- Theatrical release poster
- Directed by: Vikranth Srinivas
- Written by: Vikranth Srinivas
- Produced by: Padmavathi Chadalavada;
- Starring: Laksh Chadalavada; Soniya Bansal; Neha Pathan;
- Cinematography: P C. Kanna
- Edited by: Vinai Ramaswamy. V
- Music by: Sai Karthik
- Production company: Sri Tirumala Tirupati Venkateswara Films (STTVF)
- Release date: 2 February 2024;
- Country: India
- Language: Telugu

= Dheera (2024 film) =

2024 Indian Telugu film

Dheera is an Indian Telugu language action thriller film directed by Vikranth Srinivas and produced by Padmavathi Chadalavada, starring Laksh Chadalavada, Neha Pathan and Soniya Bansal as the leads.

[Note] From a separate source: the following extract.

PR #70, opened 2026-09-05
Hashable: prefix: (Stripe-style public IDs) and to_param: (use the hashed field in URLs)

VSN2015:
## Summary

The most common real-world use of `Hashable` is a public identifier that replaces the integer PK in URLs and API payloads — and the convention for those (Stripe, GitHub, Shopify) is a readable type prefix: `ord_k7m3pq9a`. Two small options make that a one-liner:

Dheera was released on 2 February 2024.

== Plot ==
Things get messy when Ranadheer gets hired to transport the most wanted cargo by road within 48 hours.

== Cast ==

- Laksh Chadalavada as Ranadheer
- Neha Pathan as Amrutha
- Soniya Bansal as Manisha
- Bobby Bedi as Chanakya
- Himaja as Hamsalekha
- Bhushan Kalyan as Raj Guru
- Mirchi Kiran as Kiran
- Naveen Neni as Sathya
- Viva Raghav as Dr. Rahul
- Samrat Reddy as Alex
- Bharani Shankar as ACP Karna
- Suman as Krishna Murthy

== Production ==
The film was announced in April 2022. The first look of the movie was released on 9 October 2022 on Chadalavada's birthday and it was scheduled to be released in September 2023.

== Marketing ==
The first glimpse of the film was released on 9 October 2023 on the birthday of actor Laksh Chandalavada.

== Soundtrack ==

The music was composed by Sai Kartheek and released by Silly Monks Music. The musical promotions began with the release of the first single Adharam Madhuram on Valentine's Day.

Tracklist
| No. | Title | Lyrics | Singer(s) | Length |
|---|---|---|---|---|
| 1. | "Adharam Madhuram" | Balaji | Anurag Kulkarni and ML Sruthi | 4:32 |
| Total length: |  |  |  | 4:32 |

==Reception==
Raisa Nasreen of Timesnownews gave 3 stars out of 5 and wrote "Laksh Chadalavada's Film Is An Intense Drama".